## What this task involves:
Your task is to find every line in the records that holds the string "points" and copy it.

## Exercise data:
Issue #486, opened 2022-08-05
[Suggestion] !nextrank command


MSWS:
**Is your feature request related to a problem? Please describe.**
No

**Describe the solution you'd like**
Using the !nextrank would tell you how many points you would need to reach the next rank. Players are always asking what rank (or how many points) they need to reach the next rank. The command would check their currents points (or rank) and display this and check how many points they would need to reach the next rank (even if their next rank is based on rank and not points it should Always display in points as this is the format that players are most familiar with). It would look something like "Next rank up in X points.".

**Additional context**
Originally suggested internally.

PR #487, opened 2022-08-05
sm_nextrank

shipyy:
#486 
displays the amount of points required to achieve next rank
image

also prints msg if the player is already max rank
image


MSWS:
Woah, that's cool! Thanks for adding this!

Bara (approved):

## Response to the task:
Using the !nextrank would tell you how many points you would need to reach the next rank. Players are always asking what rank (or how many points) they need to reach the next rank. The command would check their currents points (or rank) and display this and check how many points they would need to reach the next rank (even if their next rank is based on rank and not points it should Always display in points as this is the format that players are most familiar with). It would look something like "Next rank up in X points.".
displays the amount of points required to achieve next rank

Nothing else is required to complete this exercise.